Unfortunately, MFC’s performance on Crusher was not good.

“We got MFC running on Crusher in 2022 — all of our tests were finally working, which took about a year of effort. But the performance was extremely poor — like, really, really poor when compared to its performance on previous GPU systems,” said Bryngelson, an assistant professor at Georgia Tech’s College of Computing. “It wasn’t just slow in terms of networking across multiple nodes. Rather, it wasn’t even fast on just a single GPU. Since this was a new computer architecture, trying to reason out the cause was challenging.”
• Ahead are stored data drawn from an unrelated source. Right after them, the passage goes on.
PR #577, opened 2024-07-01
refactor: settings

### LINKED ISSUE #496: refactor: settings
Settings handling is a bit ad hoc and should be refactored:

### Optional and default settings

All of the settings in `settings.json` are currently required. These should be converted to optional and default values put in place when loading them. Also, consider changing the format from `json` to `ts`, so we could use shared typing for the config and effective settings, which are now duplicated in the json schema and `global.d.ts`.

### Local and fetched settings

Effective settings are now derived from the `page` store so that they can incorporate `App Settings` fetched from the backend. This leads to problems if used in SSR and Sveltekit will promptly throw [an error](https://kit.svelte.dev/docs/state-management#avoid-shared-state-on-the-server). For this reason, the local settings from the json file are directly used, whereas elsewhere the `settings` store is used.

It'd be best to always use the combined settings and if this is not possible explicitly divide the settings into static (or local) and dynamic settings so that these are not confused.

### See also

- #432
- #459

anolpe:
## WHY:

Fixes #496 

### What has been changed

- All settings can now be changed in Strapi in addition to editing the local `ts` files. A new `App Settings` content type is used for this.
- Settings are moved into the `shared` module.
- All translations can be overridden in Strapi. Translations under the `dynamic` key are inserted there by default. A new `App Customization` single type is used for this. It includes all other instance-specific customization, including logos and translation overrides
- The deprecated `App Labels` content type is removed.


shared/settings/settings.type.ts
```diff
@@ -0,0 +1,318 @@
+export type AllSettings = StaticSettings & DynamicSettings;
+
+export type StaticSettings = {
```
kaljarv, line 3: We could add general descriptions for these types:

- `StaticSettings`: These settings can only be set by editing the `staticSettings.ts` file and they cannot, thus, change after initialisation.
- `DynamicSettings`: These settings can be set either by editing the `dynamicSettings.ts` file or overwritten with settings loaded by the `DataProvider`.

Also, the `AppSettings` type should be updated to be a combination of these two.

Could you also check:

- Is there a way to make the static settings readonly so they cannot be overwritten by data loaded by accident? If not, just typing the incoming data as `DynamicSettings` ought to be pretty robust.
- Is there a use case and an easy way to copy the current settings files as defaults and then add another pair of files where the contents are `Partial`s of the settings and are gitignored (with example files provided)? The cascade would thus be:

1. Defaults (ts-files): `Static/DynamicSettings`
2. Local overrides (ts-files based on example files, optional, gitignored): `Partial<Static/DynamicSettings>`
3. DataProvider-provided overrides (fetched, optional): `Partial<DynamicSettings>`

kaljarv: Note that there might be a discrepancy with this system when adding dynamic settings if their defaults are based on the defaul local files. Maybe use the merged defaults + local overrides to set their default values?

kaljarv:
The editing of the settings works nicely in Strapi. Two things would be nice to add:

- Make all of the settings optional such that only those that are set will override the locally defined or default ones
- Add (preferably somewhat automatically) descriptions for the fields matching the comments in type definitions like this: 
image

anolpe:
> Add (preferably somewhat automatically) descriptions for the fields matching the comments in type definitions like this:
> 
> image

This isn't possible to do because descriptions are [part of layout configuration which is not saved to the model schema](https://docs.strapi.io/dev-docs/faq#can-i-store-my-content-manager-layout-configurations-in-the-model-settings).

kaljarv:
> > Add (preferably somewhat automatically) descriptions for the fields matching the comments in type definitions like this:
> > image
> 
> This isn't possible to do because descriptions are [part of layout configuration which is not saved to the model schema](https://docs.strapi.io/dev-docs/faq#can-i-store-my-content-manager-layout-configurations-in-the-model-settings).

Ok, in that case, we'll just need to refer the users to the documentation.

shared/settings/settings.type.ts
kaljarv: Let's add an empty local override file for now.

kaljarv:
Some stuff to do or consider:
- A new content type for customising the app, which will house:
  - Dynamic translations (list provided soon)
  - Publisher name, logo, poster images etc. which currently reside in `AppSettings`
  - Any arbitrary translation overrides (repeatable component)
  - In the future, illustrations for content pages to replace the emojis, such as on the intro page for example
  - FAQ items for the Candidate App as a repeateable component list
- For images, a component may be needed that allows for definition of an optional dark mode image variant

kaljarv:
The dynamic translations are now separated in #593. See `/frontend/src/lib/i18n/translations/en/dynamic.json` for details.

shared/settings/settings.type.ts
anolpe: I have worked on making settings in local override files and Strapi deeply `Partial`. One problem I encountered is that if `survey` hasn't been set in `defaultDynamicSettings.ts`, user could have following local override file:
```ts
// dynamicSettings.ts
export const dynamicSettings: DeepPartial<DynamicSettings> = {
    survey: {
        linkTemplate: "example"
    }
};
```
If this would be merged with default setting (with some generic deep merge function), resulting settings would have `survey` without required property `showIn`. So we would need to have some kind of more specialized and complex merge function.

It feels like these settings are getting pretty complicated. Is there really use case for these local orverride files? Wouldn't it work if we would have one file for dynamic settings and one file for static settings. Those files would be similar to default settings files in this branch, but user could modify those if needed. In Strapi, dynamic settings would be required and optional in the same way as in the settings type. Contents of settings file would be loaded into Strapi so user would see them and could modify even a single setting in there. Would there be any problems with this kind of approach?

kaljarv:
One layout bug that could be fixed at the same time, is the hide/show password icon overlapping the contents:

image

The lock icon, on the other hand, works as it should:

image

anolpe:
Would something like this work for `results.cardContents.candidate|party`? User would choose "submatches" or "question" (or "candidates" for party) for value of `content` and in case of "question" user would also fill other fields. I think this would be easier for user than JSON field but it's still little confusing as we can't set those additional fields to be conditionally required when user has chosen "question".

image

kaljarv:
> Would something like this work for `results.cardContents.candidate|party`? User would choose "submatches" or "question" (or "candidates" for party) for value of `content` and in case of "question" user would also fill other fields. I think this would be easier for user than JSON field but it's still little confusing as we can't set those additional fields to be conditionally required when user has chosen "question".
> 
> image

Yeah, that looks like a good compromise!

backend/vaa-strapi/src/api/app-customization/controllers/app-customization.ts
```diff
@@ -0,0 +1,74 @@
+/**
+ * app-customization controller
+ */
+
+import {factories} from '@strapi/strapi';
+import {API} from '../../../functions/utils/api';
+import {staticSettings} from 'vaa-shared';
+
+export default factories.createCoreController(API.AppCustomization, () => ({
```
kaljarv, line 9: Translations and candidate app FAQ items are now preprocessed by the backend. This could also be done in the frontend but as the response can be cached, we can save resources by doing it here.

backend/vaa-strapi/src/api/app-setting/content-types/app-setting/schema.json
```diff
@@ -12,51 +12,54 @@
...
-    },
     "underMaintenance": {
       "type": "boolean",
       "default": false
     },
     "allowOverwrite": {
       "type": "boolean",
       "default": false
+    },
+    "header": {
```
kaljarv, line 23: All the settings sections are (repeatable) components so that we get a similar hierarchical structure for them as in the frontend. Their contents are also sometimes complex, which can only be acchieved with components.

backend/vaa-strapi/src/functions/generateMockData.ts
```diff
@@ -270,54 +296,7 @@ async function createLanguages() {
   });
 }
 
-async function createElectionAppLabel() {
```
kaljarv, line 273: `App Labels` are deprecated and all references to them are removed.

backend/vaa-strapi/src/functions/utils/appCustomization.ts
```diff
@@ -0,0 +1,61 @@
+import {staticSettings} from 'vaa-shared';
+import en from './translations/en/dynamic.json';
```
kaljarv, line 2: The same translation files are inelegantly copied from the frontend until we can move them to a shared module. The global e2e tests check, however, that the files match.

backend/vaa-strapi/src/functions/utils/appSettings.ts
```diff
@@ -0,0 +1,73 @@
+import {type DynamicSettings, dynamicSettings} from 'vaa-shared';
+import {API} from './api';
+
+/**
+ * Gets `results.cardContents` from `dynamicSettings.ts` and returns them in format used in Strapi
+ */
+export function getCardContentsFromFile() {
```
kaljarv, line 7: The `cardContents` settings are a bit involved, so some conversion is needed between the frontend type and the Strapi components.

frontend/src/lib/i18n/init.ts
```diff
@@ -118,22 +115,6 @@ export {defaultLocale};
 // 4. Utility function exports
 /////////////////////////////////////////////////////
 
-const dynamicTranslationsAdded: Record<string, boolean> = {};
```
kaljarv, line 121: We use flat key-text records for overriding the translations, so these can be added using the built-in `addTranslations` method.

frontend/src/lib/i18n/utils/translate.ts
```diff
@@ -17,10 +17,10 @@ export function translate(strings: LocalizedString | undefined | null, locale?:
...
  * @returns The localized content or `undefined`
  */
-export function translateObject<T extends Record<string, unknown> | null | undefined>(
-  obj: T,
-  locale?: string
-) {
+export function translateObject<
+  TObject extends Record<string, unknown> | null | undefined,
+  TValue = TObject extends Record<string, infer V> ? V : never
+>(obj: TObject, locale?: string): TValue | undefined {
```
kaljarv, line 23: The more precise output typing is needed for candidate app FAQ contents.

frontend/src/lib/stores/stores.ts
```diff
@@ -2,25 +2,30 @@ import {derived, get, writable} from 'svelte/store';
...
  */
-export const settings: Readable<AppSettings> = derived(
-  [page],
-  ([$page]) =>
-    ($page?.data?.appSettings
-      ? Object.assign(localSettings, $page.data.appSettings)
-      : localSettings) as AppSettings
+export const settings: Readable<AppSettings> = derived([page], ([$page]) =>
+  $page?.data?.appSettings
+    ? {...dynamicSettings, ...$page.data.appSettings, ...staticSettings}
```
kaljarv, line 20: Static and dynamic settings do not overlap, so the merge order doesn't matter between them.

shared/src/settings/staticSettings.ts
```diff
@@ -0,0 +1,63 @@
...
+      warning: '#e16060',
+      'line-color': '#262626'
+    }
+  },
+  font: {
+    name: 'Inter',
+    url: "https://fonts.googleapis.com/css2?family=Inter:wght@400;700&display=swap')",
+    style: 'sans'
+  },
+  supportedLocales: [
```
kaljarv, line 45: It's a bit unsatisfactory that locales can only be set here, but we need access to the selected locales when initialising `App Customization` in Strapi. See #609

backend/vaa-strapi/src/api/app-setting/content-types/app-setting/schema.json
kaljarv: Yeah, we can't have multi-level hierarchies because components cannot be nested within each other, but I think that's an acceptable limitation.

backend/vaa-strapi/src/functions/utils/appCustomization.ts
kaljarv: Yeah, see #608. Of course, if there's a suitable update to Svelte 4, then we can anticipate this.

This lack of speed was especially puzzling because MFC had run well on Frontier’s predecessor, the 200-petaflop Summit, in 2020. Of course, Crusher used a different architecture. Unlike Summit’s ecosystem of IBM CPUs and NVIDIA GPUs, Crusher featured all-new AMD CPUs and GPUs, just like Frontier. Bryngelson had chosen OpenACC, a hardware-agnostic programming model, to help make MFC compatible with NVIDIA’s chips, but its utility for AMD’s new chips was unproven. Something was not right.

To solve that dilemma, Bryngelson turned to the OLCF’s user-support ecosystem provided by its User Assistance Center: support tickets, virtual office hours, and hands-on coding hackathons. Led by the OLCF’s Christopher Fuson, the User Assistance Group consists of seven HPC engineers on call to help solve problems, as well as hardware vendor representatives providing additional support. With their expert help in hunting down some elusive bugs, the team overcame their initial difficulties and ended up providing solutions for other researchers who were working to bring their codes to exascale.

OLCF GPU Hackathons provide users with hands-on support, wherein OLCF staff and vendor partners join developers in multiday coding events several times a year to optimize their applications. Image: Carol Morgan/ORNL.

Getting a ticket

Bryngelson started working on MFC around 10 years ago at the California Institute of Technology. The computational fluid dynamics code is even older than that. It was begun in the mid-2000s by Eric Johnsen and then more formally developed by Vedran Coralic, both at Caltech at the time and under the guidance of professor Tim Colonius. The code was originally designed to run on the parallel CPU-only systems available in the late 2000s and early 2010s, and those systems are quite different from today’s flagship GPU-accelerated supercomputers.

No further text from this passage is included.